AAAAAAAAAAAAAH HA HA HA!!!


----------



## norb5150 (Oct 3, 2015)

Included in my disclaimer for busy lots is a stipulation the covers high volume traffic. It basically states during business hours thoroughfares (main drives) and entry ways to be cleared. No parking spots or feeder lanes. Its written by a lawyer so there's a whole bunch more technical stuff but the just of it is as explained.


----------



## kimber750 (Sep 19, 2011)

MBT said:


> How do you Guys deal with commercial properties that have very high traffic at certain times of the day.
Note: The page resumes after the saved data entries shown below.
PR #1433, opened 2021-06-10
subscriber: explain why we always call `inner.register_callsite()` before if statement

Folyd:
I'm sure we can avoid unnecessary `self.inner.register_callsite()` call in these two `Layered` implementations.

### DIFF
--- a/tracing-subscriber/src/subscribe.rs
+++ b/tracing-subscriber/src/subscribe.rs
@@ -586,6 +586,9 @@ where
             return outer;
         }
 
+        // The intention behind calling `inner.register_callsite()` before the if statement
+        // was to ensure that the inner subscriber is informed that the callsite exists
+        // regardless of the outer subscriber's filtering decision.
         let inner = self.inner.register_callsite(metadata);
         if outer.is_sometimes() {
             // if this interest is "sometimes", return "sometimes" to ensure that
@@ -712,6 +715,9 @@ where
             return outer;
         }
 
+        // The intention behind calling `inner.register_callsite()` before the if statement
+        // was to ensure that the inner subscriber is informed that the callsite exists
+        // regardless of the outer subscriber's filtering decision.
         let inner = self.inner.register_callsite(metadata);
         if outer.is_sometimes() {
             // if this interest is "sometimes", return "sometimes" to ensure that
--- a/tracing-subscriber/src/subscribe.rs
+++ b/tracing-subscriber/src/subscribe.rs
@@ -587,7 +587,7 @@ where
         }
 
         // The intention behind calling `inner.register_callsite()` before the if statement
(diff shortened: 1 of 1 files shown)


hawkw (changes requested):
I don't think this is correct. `register_callsite` is not _just_ responsible for performing filtering, it's also responsible for notifying the collector of the existence of the callsite --- it may choose to, for example, store some data for that callsite. This change means that if the outer `Subscriber` returns `Interest::sometimes`, the inner subscriber will never have the opportunity to register a callsite that _is_ enabled. 

If the subscriber, for example, preallocates storage for spans originating at particular callsites, it may then see a span from a callsite that it never had the opportunity to prepare storage for. The intention behind calling `inner.register_callsite` before the `if` statement was to ensure that the inner subscriber is informed that the callsite exists regardless of the outer subscriber's filtering decision. So, I think this change would actually introduce a bug.

Perhaps a better solution is to add a comment on that line explaining _why_ we always call `register_callsite` on `inner`?

Folyd:
> I don't think this is correct. `register_callsite` is not _just_ responsible for performing filtering, it's also responsible for notifying the collector of the existence of the callsite --- it may choose to, for example, store some data for that callsite. This change means that if the outer `Subscriber` returns `Interest::sometimes`, the inner subscriber will never have the opportunity to register a callsite that _is_ enabled.
> 
> If the subscriber, for example, preallocates storage for spans originating at particular callsites, it may then see a span from a callsite that it never had the opportunity to prepare storage for. The intention behind calling `inner.register_callsite` before the `if` statement was to ensure that the inner subscriber is informed that the callsite exists regardless of the outer subscriber's filtering decision. So, I think this change would actually introduce a bug.
> 
> Perhaps a better solution is to add a comment on that line explaining _why_ we always call `register_callsite` on `inner`?

Thanks, @hawkw. You're right. I have updated the comments. ❤️

tracing-subscriber/src/subscribe.rs
```diff
@@ -586,6 +586,9 @@ where
             return outer;
         }
 
+        // The intention behind calling `inner.register_callsite()` before the if statement
+        // was to ensure that the inner subscriber is informed that the callsite exists
```
hawkw, line 590: nit: in this context i might use present tense here:
```suggestion
        // is to ensure that the inner subscriber is informed that the callsite exists
```

tracing-subscriber/src/subscribe.rs
```diff
@@ -712,6 +715,9 @@ where
...
```
hawkw, line 719:
```suggestion
        // is to ensure that the inner subscriber is informed that the callsite exists
```

hawkw (approved):
lgtm, thanks!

For Example, We picked up a big name Restaurant chain, and from 6am till 11 pm it has a constant 5-15 cars in the Drive through and 10-15 cars parked in the lot, and i mean constant I was experimenting in the storm yesterday and Literally got stuck in the parking lot for 20 mins waiting for the Drive through to clear just so i could leave. Also, this is a very tight Lot, and very little space to pile the snow and maneuver. I have tried waiting for people, I have tried driving around and around, The best i can come up with is a Drive by with the Salt Spread on, a quick Scoop of the V-plow and leave. I am thinking about switching to a smaller truck, From F250 to a single cab short bed Ranger to make maneuvering easier, or just waiting till they close. Not sure if someone has dealt with this before.
> 
> Usually we serve Residential, and Small Commercial that has an open time frame for plowing, But in my area i am starting to Run low on the small commercial market with open time frames.


Attach horn wire to brake pedal, this way every time they get your way it will automatically honk at them. Thumbs Up


----------